_TASK BRIEF_
Once the line containing "when adding an account and" is located, give it again exactly, together with each line that follows it to the end of the entries, and add nothing else.

### MATERIAL FOR THE TASK ###

PR #342, opened 2023-05-28
Fix/go router

Leptopoda:
followup to #338 

I tested:
- 2 accounts logout the active one
- 2 accounts logout the not active one
- 1 account logout through the settings
- 1 account logout through the appBar account overview thing
- LoginPage pop the active page when adding an account (I think you didn't report that one but I found a small issue)

Problem/inconvenience I found:
when adding an account and entering the server url the vebview opens. Pressing the back button here does abort the AddAccount flow. It'd be better if we handle this similar to the login flow (first account) where the back button clears the server Url and we get to re enter it.

As this existed before I'll open an issue after this one is merged. We should discuss how we handle this as it might make sense to just externalize the vebview into it's own page cleaning up the code a bit.


provokateurin:
Let's discuss the login flow in detail, as I've been changing it a bit for the QR Code thingy, but then it got messy.

Leptopoda:
I've opened #343 for that :)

###

_RESPONSE AREA_
when adding an account and entering the server url the vebview opens. Pressing the back button here does abort the AddAccount flow. It'd be better if we handle this similar to the login flow (first account) where the back button clears the server Url and we get to re enter it.

As this existed before I'll open an issue after this one is merged. We should discuss how we handle this as it might make sense to just externalize the vebview into it's own page cleaning up the code a bit.


provokateurin:
Let's discuss the login flow in detail, as I've been changing it a bit for the QR Code thingy, but then it got messy.

Leptopoda:
I've opened #343 for that :)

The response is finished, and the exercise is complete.